Material to process »
Issue #1510, opened 2015-06-12
make install


privat:
It could be nice to auto configure standard things for users:

[ ] PATH
[ ] MANPATH
[ ] bash completion
[ ] vim plugin

I suggest to:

Aim of the task » Exact copies of all the records are required.

Task solution »
Issue #1510, opened 2015-06-12
make install


privat:
It could be nice to auto configure standard things for users:

[ ] PATH
[ ] MANPATH
[ ] bash completion
[ ] vim plugin

I suggest to:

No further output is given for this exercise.